Cada cuatro años un mundial de futbol centra nuestra atención. Las conversaciones giran alrededor de un gol, de un árbitro, de una estadística, y ahora paradójicamente de un pato icónico que se acompaña de la ilusión del ¿y si sí? Colectivamente se sueña con la gloria deportiva de una Selección Nacional, que a mi parecer no es nacional, sino un producto mercantil de la FIFA y de quienes manejan los equipos de la Liga. Cada cuatro años, la atención es tal, que millones de personas organizan sus horarios, un fenómeno que en México hace unas semanas alcanzó una dimensión desmedida cuando se decretó la suspensión de actividades laborales y educativas de manera presencial; la justificación fue facilitar la movilidad y evitar el colapso vial, pero más allá de las razones logísticas, el hecho revela hasta qué punto un espectáculo deportivo alterara la vida de una ciudad trastornando el ritmo del trabajo, la educación y los servicios públicos.

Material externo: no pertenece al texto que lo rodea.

PR #6975, opened 2026-07-20
Fix --from with absolute paths to local image transports

### LINKED ISSUE #6932: buildah bud --from with absolute path to oci-archive fails
### Issue Description

After upgrading to the latest version of podman and its dependencies (podman 6.0.0-rc1, buildah 1.44.0), we noticed failures in some of our tests that were using `Containerfiles` in the following form:

```
FROM oci-archive:/absolute-path
```

It seems that using absolute paths like this is no longer supported since path sanitation was introduced in #5975. This makes sense for `Containefile` `FROM` directives, however the same failures also occur when using absolute paths with `podman build` or `buildah bud`:

```
podman build --from oci-archive:<absolute-path>
buildah bud --from oci-archive:<absolute-path>
```

When using `--from` on the command line, the user is explicitly providing the path, and there is no expectation that the build is self containing, so I expected the last command to work.

The error message itself (attached in the reproduction steps) is not super self explanatory, I believe what is happening is that the provided absolute path is being resolved as a relative path to the build context directory, leading to failures.

Please let me know if you need any more details!

```
[core@cosa-devsh ~]$ buildah --version
buildah version 1.44.0 (image-spec 1.1.1, runtime-spec 1.3.0)

[core@cosa-devsh ~]$ skopeo copy docker://quay.io/fedora/fedora-minimal:latest oci-archive:/tmp/fedora.ociarchive
Copying blob fb1251ea7033 done   | 
Copying config 8d41eb7fb8 done   | 

[core@cosa-devsh ~]$ cat > /tmp/Containerfile <<'EOF'
FROM overridden
RUN touch /etc/foo
EOF

[core@cosa-devsh ~]$ buildah bud --from oci-archive:/tmp/fedora.ociarchive -f /tmp/Containerfile
WARN[0000] expected to have archived a copy of "/tmp/fedora.ociarchive", missed it 
STEP 1/2: FROM oci-archive:/tmp/fedora.ociarchive
Error: creating build container: loading index: open /var/tmp/container_images_oci48477806/index.json: no such file or directory
```

Could not run `podman build --from` / `buildah bud --from` with absolute paths.

To be able to run `podman build --from` / `buildah bud --from` with absolute paths.

### buildah version output

```
[core@cosa-devsh ~]$ buildah --version
buildah version 1.44.0 (image-spec 1.1.1, runtime-spec 1.3.0)
```

### buildah info output

```yaml
{
    "host": {
        "Distribution": {
            "distribution": "fedora",
            "version": "45"
        },
        "MemFree": 105451520,
        "MemTotal": 989708288,
        "OCIRuntime": "crun",
        "SwapFree": 0,
        "SwapTotal": 0,
        "arch": "amd64",
        "cpus": 12,
        "hostname": "cosa-devsh",
        "kernel": "7.2.0-0.rc0.260622gef0c9f75a195.6.fc45.x86_64",
        "os": "linux",
        "rootless": true,
        "uptime": "7m 46.15s",
        "variant": ""
    },
    "store": {
        "ContainerStore": {
            "number": 1
        },
        "GraphDriverName": "overlay",
        "GraphImageStore": "",
        "GraphOptions": [
            "overlay.mountopt=nodev,metacopy=on"
        ],
        "GraphRoot": "/var/home/core/.local/share/containers/storage",
        "GraphStatus": {
            "Backing Filesystem": "xfs",
            "Supports d_type": "true",
            "Supports shifting": "false",
            "Supports volatile": "true",
            "Using metacopy": "false"
        },
        "GraphTransientStore": false,
        "ImageStore": {
            "number": 2
        },
        "RunRoot": "/run/user/1000/containers"
    }
}
```

### Provide your storage.conf

```
[core@cosa-devsh ~]$ cat /usr/share/containers/storage.conf
# files.
#
[storage]

[storage.options]

[storage.options.overlay]
mountopt = "nodev"

[storage.options.vfs]

[core@cosa-devsh ~]$ cat /etc/containers/storage.conf
```

### Upstream Latest Release

Yes

The above commands were run using a Fedora CoreOS 45 rawhide qcow2 image in QEMU.

### Additional information

_No response_

Honny1:
Fixes: https://github.com/podman-container-tools/buildah/issues/6932

#### What type of PR is this?

> /kind api-change
> /kind bug
> /kind cleanup
> /kind deprecation
> /kind design
> /kind documentation
> /kind failing-test 
> /kind feature
> /kind flake
> /kind other

```release-note
Fixed `buildah build --from` with absolute paths to oci-archive, docker-archive, oci, and dir transports.
```

### DIFF
--- a/imagebuildah/stage_executor.go
+++ b/imagebuildah/stage_executor.go
@@ -983,7 +983,7 @@ func (s *stageExecutor) UnrecognizedInstruction(step *imagebuilder.Step) error {
 // copy of the original image, under "tmpdir", which contains no symbolic
 // links, and return either the original image reference or a reference to a
 // sanitized copy which should be used instead.
-func (s *stageExecutor) sanitizeFrom(from, tmpdir string) (newFrom string, err error) {
+func (s *stageExecutor) sanitizeFrom(from, tmpdir string, allowAbsolutePaths bool) (newFrom string, err error) {
 	transportName, restOfImageName, maybeHasTransportName := strings.Cut(from, ":")
 	if !maybeHasTransportName || transports.Get(transportName) == nil {
 		if _, err = reference.ParseNormalizedNamed(from); err == nil {
@@ -997,7 +997,7 @@ func (s *stageExecutor) sanitizeFrom(from, tmpdir string) (newFrom string, err e
 		return "", fmt.Errorf("parsing image name %q: %w", from, err)
 	}
 	// TODO: drop this part and just return an error... someday
-	return sanitize.ImageName(s.executor.store, transportName, restOfImageName, s.executor.contextDir, tmpdir)
+	return sanitize.ImageName(s.executor.store, transportName, restOfImageName, s.executor.contextDir, tmpdir, allowAbsolutePaths)
 }
 
 // prepare creates a working container based on the specified image, or if one
@@ -1062,7 +1062,8 @@ func (s *stageExecutor) prepare(ctx context.Context, from string, initializeIBCo
 		}
 	}
 
-	sanitizedFrom, err := s.sanitizeFrom(from, tmpdir.GetTempDir())
+	allowAbsolutePaths := s.executor.fromOverrideStage == s.index
+	sanitizedFrom, err := s.sanitizeFrom(from, tmpdir.GetTempDir(), allowAbsolutePaths)
 	if err != nil {
 		return nil, fmt.Errorf("invalid base image specification %q: %w", from, err)
 	}
--- a/internal/sanitize/sanitize.go
+++ b/internal/sanitize/sanitize.go
@@ -183,9 +183,14 @@ func writeToDirectory(root string, hdr *tar.Header, content io.Reader) error {
 // ImageName limits which image transports we'll accept.  For those it accepts
 // which refer to filesystem objects, where relative path names are evaluated
 // relative to "contextDir", it will create a copy of the original image, under
-// "tmpdir", which contains no symbolic links.  It it returns a parseable
+// "tmpdir", which contains no symbolic links.  It returns a parseable
 // reference to the image which should be used.
-func ImageName(store storage.Store, transportName, restOfImageName, contextDir, tmpdir string) (newFrom string, err error) {
+//
+// When allowAbsolutePaths is true and the image path is absolute, it is read
+// directly from the host filesystem (e.g. for paths supplied via --from).
+// Archive contents are still sanitized; directory-based transports are returned
+// as-is since they are read directly by the image library.
+func ImageName(store storage.Store, transportName, restOfImageName, contextDir, tmpdir string, allowAbsolutePaths bool) (newFrom string, err error) {
 	seenEntries := make(map[string]struct{})
 	// we're going to try to create a temporary directory or file, but if
 	// we fail, make sure that they get removed immediately
@@ -241,9 +246,17 @@ func ImageName(store storage.Store, transportName, restOfImageName, contextDir, 
 				}
 			}
 		}()
-		// archive only the archive file for copying to the new archive file
-		imageArchive, err = newSingleItemArchive(contextDir, archiveSource)
-		isEmbeddedArchive = true
+		if allowAbsolutePaths && filepath.IsAbs(archiveSource) {
+			var rawFile *os.File
+			rawFile, err = os.Open(archiveSource)
+			if err == nil {
+				defer rawFile.Close()
+				imageArchive, _, err = compression.AutoDecompress(rawFile)
+			}
+		} else {
+			imageArchive, err = newSingleItemArchive(contextDir, archiveSource)
+			isEmbeddedArchive = true
+		}
 		// generate the new reference using the temporary file's name
 		newFrom = transportName + ":" + newImageDestination + refLeftover
 	case ociLayoutTransport.Transport.Name(): // this is a directory tree
@@ -253,6 +266,10 @@ func ImageName(store storage.Store, transportName, restOfImageName, contextDir, 
 		archiveSource = as
 		if ok {
 			refLeftover = ":" + refLeftover
+		}
+		if allowAbsolutePaths && filepath.IsAbs(archiveSource) {
+			succeeded = true
+			return transportName + ":" + archiveSource + refLeftover, nil
 		}
 		// create a new directory to use as our new layout directory
 		if newImageDestination, err = newDirectoryDestination(tmpdir); err != nil {
@@ -266,6 +283,10 @@ func ImageName(store storage.Store, transportName, restOfImageName, contextDir, 
 	case directoryTransport.Transport.Name(): // this is also a directory tree
 		// this takes the form of just a path
 		transportRef := restOfImageName
+		if allowAbsolutePaths && filepath.IsAbs(transportRef) {
+			succeeded = true
+			return transportName + ":" + transportRef, nil
+		}
 		// create a new directory to use as our new image directory
 		if newImageDestination, err = newDirectoryDestination(tmpdir); err != nil {
 			return "", fmt.Errorf("creating temporary copy of base image: %w", err)
@@ -280,7 +301,7 @@ func ImageName(store storage.Store, transportName, restOfImageName, contextDir, 
 		return "", fmt.Errorf("unexpected container image transport %q", transportName)
 	}
 	if err != nil {
-		return "", fmt.Errorf("error archiving source at %q under %q", archiveSource, contextDir)
+		return "", fmt.Errorf("error archiving source at %q under %q: %w", archiveSource, contextDir, err)
 	}
 
 	// start reading the archived content
--- a/tests/bud.bats
+++ b/tests/bud.bats
@@ -10752,3 +10752,45 @@ _EOF
     done
   done
 }
+
+@test "bud --from with absolute path to local transport" {
+  _prefetch busybox
+
+  local buildcontext=${TEST_SCRATCH_DIR}/buildcontext
+  mkdir -p ${buildcontext}
+
+  # Create a working container and get its image ID for comparison
+  run_buildah from -q $WITH_POLICY_JSON busybox
+  local cid=$output
+  run_buildah inspect --format '{{.FromImageID}}' "$cid"
+  local expected_id=$output
+
+  # Create images outside build context using all local transports
+  local imgdir=${TEST_SCRATCH_DIR}/images
+  mkdir -p ${imgdir}
+
+  run_buildah push $WITH_POLICY_JSON busybox oci-archive:${imgdir}/test.ociarchive
+  run_buildah push $WITH_POLICY_JSON busybox docker-archive:${imgdir}/test.dockerarchive
+  run_buildah push $WITH_POLICY_JSON busybox oci:${imgdir}/test-oci
+  run_buildah push $WITH_POLICY_JSON busybox dir:${imgdir}/test-dir
+
+  # Multi-stage Containerfile: --from should only override the first FROM.
+  # The second stage must still resolve "busybox" normally, proving that
+  # allowAbsolutePaths does not leak to later stages.
+  cat > ${buildcontext}/Containerfile << _EOF
+FROM placeholder-to-be-overridden AS stage0
+RUN echo stage0 > /stage.txt
+FROM busybox AS stage1
+COPY --from=stage0 /stage.txt /from-stage0.txt
+RUN cat /from-stage0.txt
+_EOF
+
+  for transport in \
+    "oci-archive:${imgdir}/test.ociarchive" \
+    "docker-archive:${imgdir}/test.dockerarchive" \
+    "oci:${imgdir}/test-oci" \
+    "dir:${imgdir}/test-dir" ; do
+    run_buildah build $WITH_POLICY_JSON --from "$transport" ${buildcontext}
+    expect_output --substring "FROM busybox AS stage1"
+  done
+}
--- a/imagebuildah/executor.go
+++ b/imagebuildah/executor.go
@@ -168,6 +168,7 @@ type executor struct {
 	imageInfoLock                           sync.Mutex
 	imageInfoCache                          map[string]imageTypeAndHistoryAndDiffIDs
 	fromOverride                            string
+	fromOverrideStage                       int // stage position that received --from, or -1 if none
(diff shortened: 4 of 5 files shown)


tests/bud.bats
```diff
@@ -10624,3 +10624,56 @@ _EOF
...
+  _prefetch busybox
+  local archive_dir=${TEST_SCRATCH_DIR}/archives
+  mkdir -p "${archive_dir}"
+
+  copy containers-storage:busybox oci-archive:"${archive_dir}"/busybox.ociarchive
+
+  # Absolute path in a Containerfile FROM should also work when
+  # the archive lives outside of the build context
+  cat > ${TEST_SCRATCH_DIR}/Containerfile << EOF
+FROM oci-archive:${archive_dir}/busybox.ociarchive
```
nalind: This location is within the build context directory.

tests/bud.bats
```diff
@@ -10624,3 +10624,56 @@ _EOF
...
+EOF
+
+  for from in \
+    oci-archive:"${archive_dir}"/busybox.ociarchive \
+    docker-archive:"${archive_dir}"/busybox.dockerarchive \
+    oci:"${archive_dir}"/busybox-oci \
+    dir:"${archive_dir}"/busybox-dir \
+  ; do
+    run_buildah build $WITH_POLICY_JSON \
+      --from "$from" \
```
nalind: These values for "$from" are all below the context directory, which should already be accepted if the location is specified as though the context directory were the root directory.

internal/sanitize/sanitize.go
```diff
@@ -253,7 +261,15 @@ func ImageName(transportName, restOfImageName, contextDir, tmpdir string) (newFr
 		}
 		// archive the entire layout directory for copying to the new layout directory
 		tarOptions := &archive.TarOptions{}
-		imageArchive, err = chrootarchive.Tar(filepath.Join(contextDir, archiveSource), tarOptions, contextDir)
+		if filepath.IsAbs(archiveSource) {
+			if _, statErr := os.Stat(archiveSource); statErr == nil {
+				imageArchive, err = chrootarchive.Tar(archiveSource, tarOptions, filepath.Dir(archiveSource))
```
nalind: This bypasses the attempt to ensure that we're only reading content from the context directory for all cases, not only those where "--from" was used to provide the value that we're processing.

internal/sanitize/sanitize.go
```diff
@@ -235,7 +235,15 @@ func ImageName(transportName, restOfImageName, contextDir, tmpdir string) (newFr
 			}
 		}()
 		// archive only the archive file for copying to the new archive file
-		imageArchive, err = newSingleItemArchive(contextDir, archiveSource)
+		if filepath.IsAbs(archiveSource) {
+			if _, statErr := os.Stat(archiveSource); statErr == nil {
+				imageArchive, err = newSingleItemArchive(filepath.Dir(archiveSource), filepath.Base(archiveSource))
```
nalind: This bypasses the attempt to ensure that we're only reading content from the context directory for all cases, not only those where "--from" was used to provide the value that we're processing.

internal/sanitize/sanitize.go
```diff
@@ -266,7 +282,15 @@ func ImageName(transportName, restOfImageName, contextDir, tmpdir string) (newFr
 		// archive the entire directory for copying to the new directory
 		archiveSource = transportRef
 		tarOptions := &archive.TarOptions{}
-		imageArchive, err = chrootarchive.Tar(filepath.Join(contextDir, archiveSource), tarOptions, contextDir)
+		if filepath.IsAbs(archiveSource) {
+			if _, statErr := os.Stat(archiveSource); statErr == nil {
+				imageArchive, err = chrootarchive.Tar(archiveSource, tarOptions, filepath.Dir(archiveSource))
```
nalind: This bypasses the attempt to ensure that we're only reading content from the context directory for all cases, not only those where "--from" was used to provide the value that we're processing.

nalind (changes requested):
This needs to be much more careful about attempting to read data from the filesystem that isn't somewhere within the context directory.

imagebuildah/stage_executor.go
```diff
@@ -1017,6 +1018,10 @@ func (s *stageExecutor) prepare(ctx context.Context, from string, initializeIBCo
 		from = base
 	}
 
+	// Decide before source policy may rewrite from: absolute paths are only
+	// allowed for the value supplied via --from, not Containerfile FROM lines.
+	allowAbsolutePaths := s.executor.originalFromOverride != "" && from == s.executor.originalFromOverride
```
nalind: This evaluates as true for every stage of a multi-stage build that uses the same base as the first stage.  It isn't clear from the commit log if that's intentional.

internal/sanitize/sanitize.go
```diff
@@ -242,7 +244,11 @@ func ImageName(store storage.Store, transportName, restOfImageName, contextDir,
 			}
 		}()
 		// archive only the archive file for copying to the new archive file
-		imageArchive, err = newSingleItemArchive(contextDir, archiveSource)
+		if allowAbsolutePaths && filepath.IsAbs(archiveSource) {
+			imageArchive, err = newSingleItemArchive(filepath.Dir(archiveSource), filepath.Base(archiveSource))
```
nalind: Writing out a new copy seems unnecessary.  Passing back a reader for the original file and setting `isEmbeddedArchive` false for this case would provide the same data.

internal/sanitize/sanitize.go
```diff
@@ -260,27 +266,41 @@ func ImageName(store storage.Store, transportName, restOfImageName, contextDir,
 		}
 		// archive the entire layout directory for copying to the new layout directory
 		tarOptions := &archive.TarOptions{}
-		imageArchive, err = chrootarchive.Tar(filepath.Join(contextDir, archiveSource), tarOptions, contextDir)
+		if allowAbsolutePaths && filepath.IsAbs(archiveSource) {
+			imageArchive, err = chrootarchive.Tar(archiveSource, tarOptions, filepath.Dir(archiveSource))
```
nalind: Is the intent here to disrupt links to items outside of the context directory when absolute paths are being allowed?  If it is not, then we don't need to be calling this function.

internal/sanitize/sanitize.go
```diff
@@ -260,27 +266,41 @@ func ImageName(store storage.Store, transportName, restOfImageName, contextDir,
...
+		} else {
+			// Leading "/" is context-absolute, not a host path; avoid filepath.Join
+			// dropping contextDir when archiveSource is absolute.
```
nalind: I'm not sure that filepath.Join() does that?

internal/sanitize/sanitize.go
```diff
@@ -260,27 +266,41 @@ func ImageName(store storage.Store, transportName, restOfImageName, contextDir,
...
+			imageArchive, err = chrootarchive.Tar(filepath.Join(contextDir, contextRelativePath(archiveSource)), tarOptions, contextDir)
+		}
 		// generate the new reference using the directory
 		newFrom = transportName + ":" + newImageDestination + refLeftover
 	case directoryTransport.Transport.Name(): // this is also a directory tree
 		// this takes the form of just a path
 		transportRef := restOfImageName
+		archiveSource = transportRef
```
nalind: Moved for stylistic reasons?

internal/sanitize/sanitize.go
```diff
@@ -260,27 +266,41 @@ func ImageName(store storage.Store, transportName, restOfImageName, contextDir,
...
 	default:
 		return "", fmt.Errorf("unexpected container image transport %q", transportName)
 	}
 	if err != nil {
-		return "", fmt.Errorf("error archiving source at %q under %q", archiveSource, contextDir)
+		archiveRoot := contextDir
+		if allowAbsolutePaths && filepath.IsAbs(archiveSource) {
+			archiveRoot = filepath.Dir(archiveSource)
+		}
+		return "", fmt.Errorf("error archiving source at %q under %q", archiveSource, archiveRoot)
```
nalind: Should this error message wrap `err`?

tests/bud.bats
```diff
@@ -10640,3 +10640,68 @@ _EOF
...
+  copy containers-storage:busybox docker-archive:"${archive_dir}"/busybox.dockerarchive
+  copy containers-storage:busybox oci:"${archive_dir}"/busybox-oci
+  copy containers-storage:busybox dir:"${archive_dir}"/busybox-dir
+
+  local contextdir=${TEST_SCRATCH_DIR}/context
+  mkdir -p "${contextdir}"
+  cat > "${contextdir}"/Containerfile << 'EOF'
+FROM overridden
+RUN touch /absolute-path-test
+EOF
```
nalind, line 10703: We expect `--from` to only replace the value referenced in the first FROM instruction, but this doesn't check that for the types of values that we're going to start handling specially here.

Honny1:

internal/sanitize/sanitize.go
```diff
@@ -260,27 +267,42 @@ func ImageName(store storage.Store, transportName, restOfImageName, contextDir,
 		}
 		// archive the entire layout directory for copying to the new layout directory
 		tarOptions := &archive.TarOptions{}
-		imageArchive, err = chrootarchive.Tar(filepath.Join(contextDir, archiveSource), tarOptions, contextDir)
+		if allowAbsolutePaths && filepath.IsAbs(archiveSource) {
+			// Sanitize a host path (--from): copy the tree and reject symlinks
+			// that point outside of it.
+			imageArchive, err = chrootarchive.Tar(archiveSource, tarOptions, filepath.Dir(archiveSource))
```
TomSweeneyRedHat: I think you don't want the filepath dir, as you might get into problems with a symlink

```suggestion
			imageArchive, err = chrootarchive.Tar(archiveSource, tarOptions, archiveSource)
```

internal/sanitize/sanitize.go
```diff
@@ -260,27 +267,42 @@ func ImageName(store storage.Store, transportName, restOfImageName, contextDir,
...
 		// create a new directory to use as our new image directory
 		if newImageDestination, err = newDirectoryDestination(tmpdir); err != nil {
 			return "", fmt.Errorf("creating temporary copy of base image: %w", err)
 		}
 		// archive the entire directory for copying to the new directory
-		archiveSource = transportRef
 		tarOptions := &archive.TarOptions{}
-		imageArchive, err = chrootarchive.Tar(filepath.Join(contextDir, archiveSource), tarOptions, contextDir)
+		if allowAbsolutePaths && filepath.IsAbs(archiveSource) {
+			imageArchive, err = chrootarchive.Tar(archiveSource, tarOptions, filepath.Dir(archiveSource))
```
TomSweeneyRedHat: if you change above, change here too
```suggestion
			imageArchive, err = chrootarchive.Tar(archiveSource, tarOptions, archiveSource)
```

internal/sanitize/sanitize.go
```diff
@@ -260,27 +267,42 @@ func ImageName(store storage.Store, transportName, restOfImageName, contextDir,
...
 		// generate the new reference using the directory
 		newFrom = transportName + ":" + newImageDestination
 	default:
 		return "", fmt.Errorf("unexpected container image transport %q", transportName)
 	}
 	if err != nil {
-		return "", fmt.Errorf("error archiving source at %q under %q", archiveSource, contextDir)
+		archiveRoot := contextDir
+		if allowAbsolutePaths && filepath.IsAbs(archiveSource) {
+			archiveRoot = filepath.Dir(archiveSource)
```
TomSweeneyRedHat: And if above, here too.

```suggestion
			archiveRoot = archiveSource
```

imagebuildah/stage_executor.go
```diff
@@ -1062,7 +1062,9 @@ func (s *stageExecutor) prepare(ctx context.Context, from string, initializeIBCo
 		}
 	}
 
-	sanitizedFrom, err := s.sanitizeFrom(from, tmpdir.GetTempDir())
+	allowAbsolutePaths := s.executor.fromOverrideApplied
+	s.executor.fromOverrideApplied = false
```
nalind: Given that stages can be run in any order if there's no dependency between them, this looks like it would be a race.

tests/bud.bats
```diff
@@ -10752,3 +10752,47 @@ _EOF
...
+
+  for transport in \
+    "oci-archive:${imgdir}/test.ociarchive" \
+    "docker-archive:${imgdir}/test.dockerarchive" \
+    "oci:${imgdir}/test-oci" \
+    "dir:${imgdir}/test-dir" ; do
+    run_buildah build $WITH_POLICY_JSON --from "$transport" -t testimg ${buildcontext}
+    run_buildah inspect --format '{{.FromImage}}' testimg
+    expect_output --substring "busybox"
+    run_buildah rmi testimg
```
nalind: There's no harm done if this isn't removed during the test.

imagebuildah/stage_executor.go
Honny1: Good catch.

Honny1:
PTAL @nalind @TomSweeneyRedHat @simonbrauner

internal/sanitize/sanitize.go
```diff
@@ -183,9 +183,14 @@ func writeToDirectory(root string, hdr *tar.Header, content io.Reader) error {
...
 // relative to "contextDir", it will create a copy of the original image, under
-// "tmpdir", which contains no symbolic links.  It it returns a parseable
+// "tmpdir", which contains no symbolic links.  It returns a parseable
 // reference to the image which should be used.
-func ImageName(store storage.Store, transportName, restOfImageName, contextDir, tmpdir string) (newFrom string, err error) {
+//
+// When allowAbsolutePaths is true and the image path is absolute, it is read
+// directly from the host filesystem (e.g. for paths supplied via --from).
+// Archive contents are still sanitized; directory-based transports are returned
+// as-is since they are read directly by the image library.
```
simonbrauner, line 192: Is the distinguishing factor for sanitization truly whether the contents are `read directly by the image library`? Shouldn't it be something in the sense of `the image is extracted on the file system already and the user points to this location, so we consider it to be trusted`?

As of this comment https://github.com/Honny1/buildah/blob/e0375bbbde3c6b6ac4263a081c988c139a07daf1/internal/sanitize/sanitize.go#L100, `docker-archive` also gets `read directly`, but the sanitization applies to it.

Esto se entiende porque los partidos de fútbol han dejado de ser únicamente un evento deportivo para convertirse en una manipulación colectiva que arrastra con tal empuje, que el mismo juego de pelota, ese ritual ancestral de México, que aún es identitario para muchas comunidades rurales se transforma para dar sentido a un discurso de consumo futbolero con el lema “la pelota vuelve a casa”, expresión promovido[1] que argumenta que el ollamalistli regresa con la Copa Mundial de la FIFA 2026, se equivocan porque compartir una pelota no implica una continuidad histórica; para colmo de desventuras de esta campaña de comunicación, el lema se hizo acompañar de un ajolote de color morado, paradójicamente la narrativa de este place branding sucumbió en popularidad ante la espontaneidad del Pato Merlín.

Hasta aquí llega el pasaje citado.